◆ EXTRACTED INFORMATION:
- Opening Delimiter -
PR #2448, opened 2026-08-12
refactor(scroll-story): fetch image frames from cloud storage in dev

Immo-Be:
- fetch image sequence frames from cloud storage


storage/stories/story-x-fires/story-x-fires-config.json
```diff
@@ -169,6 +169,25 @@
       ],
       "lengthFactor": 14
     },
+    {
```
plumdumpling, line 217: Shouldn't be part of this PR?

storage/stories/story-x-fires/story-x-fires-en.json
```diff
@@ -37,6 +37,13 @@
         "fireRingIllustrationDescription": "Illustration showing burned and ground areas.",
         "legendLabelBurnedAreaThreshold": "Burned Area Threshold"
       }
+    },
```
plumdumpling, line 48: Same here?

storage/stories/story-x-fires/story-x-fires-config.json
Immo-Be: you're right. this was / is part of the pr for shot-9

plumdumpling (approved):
- Closing Delimiter -
- Opening Delimiter -
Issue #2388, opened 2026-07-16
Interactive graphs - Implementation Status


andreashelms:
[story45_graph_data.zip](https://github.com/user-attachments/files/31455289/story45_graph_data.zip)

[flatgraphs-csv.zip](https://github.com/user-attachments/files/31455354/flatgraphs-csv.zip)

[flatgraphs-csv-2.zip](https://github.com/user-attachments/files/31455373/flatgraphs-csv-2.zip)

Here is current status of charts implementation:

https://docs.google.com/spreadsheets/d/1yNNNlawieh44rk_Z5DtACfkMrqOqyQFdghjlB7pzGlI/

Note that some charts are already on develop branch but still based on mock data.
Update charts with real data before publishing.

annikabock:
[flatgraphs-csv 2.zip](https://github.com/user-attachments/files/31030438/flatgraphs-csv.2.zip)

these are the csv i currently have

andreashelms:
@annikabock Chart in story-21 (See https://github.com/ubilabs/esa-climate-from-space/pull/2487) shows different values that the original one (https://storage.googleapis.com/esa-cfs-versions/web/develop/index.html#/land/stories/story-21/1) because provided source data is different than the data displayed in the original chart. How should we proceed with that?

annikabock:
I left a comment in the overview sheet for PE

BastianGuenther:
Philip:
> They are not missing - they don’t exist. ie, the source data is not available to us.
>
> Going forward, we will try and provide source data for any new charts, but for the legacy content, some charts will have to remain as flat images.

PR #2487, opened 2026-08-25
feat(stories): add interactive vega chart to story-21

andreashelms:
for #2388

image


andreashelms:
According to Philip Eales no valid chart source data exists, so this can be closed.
- Closing Delimiter -
The string "opened" shows up in some lines of the listing. Copy each such line.

PR #2448, opened 2026-08-12
Issue #2388, opened 2026-07-16
PR #2487, opened 2026-08-25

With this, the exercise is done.